Ahora me encuentro con que las que se hacen llamar feministas, las que reciben las subvenciones, por lo que abogan es todo lo contrario. No sólo no animan a buscar esa libertad, esa autonomía que te da la seguridad de depender de una misma, sino que alientan a las mujeres a mantener una dependencia económica, a mantener lazos económicos con quienes compartieron, en alguna ocasión, sentimientos mucho más importantes que el sucio dinero, (cuando no del Estado), incitándolas además a destrozar, cuanto más mejor, la vida de aquél con el que convivió, animando a sus hijos a que compartan con ellas su odio y su necesidad de venganza. Se me llena el alma de náuseas, no lo puedo evitar. Cuando existen hijos en común se ha de ser lo suficientemente responsable para, pese a la separación y a que el amor ya no existe, facilitar la convivencia de los hijos en ambos sentidos, padre y madre. Se ha de dejar vivir sin asfixiar a todo el núcleo de esas personas que un día formaron una familia. Se ha de ser autónomo y dejar que el otro pueda serlo sin dependencias económicas. Supeditando la propia supervivencia a la del otro, o sea, el tan famoso “san para mí aunque los santos no coman”.

Se feminista de verdad, se independiente y no permitas que nadie tenga que facilitarte, por obligación,  tu vida. Se valiente y luchadora y búscate, por amor propio y por dignidad, tu propio sustento, tu propia estabilidad, tus propios logros.
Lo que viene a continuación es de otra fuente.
PR #2083, opened 2015-06-17
Produce CommandParsing.Sources on build

rynowak:
This package currently isn't being copied to the build share, so treat it
like the other shared-source packages.


victorhurdugaci:
looks good

victorhurdugaci:
:shipit:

Deja de ser un parásito necesitado de alguien al que agarrarse para sobrevivir. No lo permitas. No permitas que tu propia vida esté repleta de dependencias en las que tengas que necesitar de alguien, porque eso sólo mostrará tu incapacidad ante la vida, tus carencias y tu falta de potencial para ser autónoma. Pelea por ser persona merecedora del apelativo de valiente, por ser dueña de tu propio albedrío. Y cuando te equivoques, cuando las cosas salgan mal, continúa siéndolo y deja que cada uno sea libre de ataduras innecesarias y deja que tus hijos, si los tienes, disfruten de aquellos que decidieron que nacieran por igual, no los prives de sus derechos en el caso de que ambos queráis seguir disfrutando de ellos. Se persona, no lo olvides.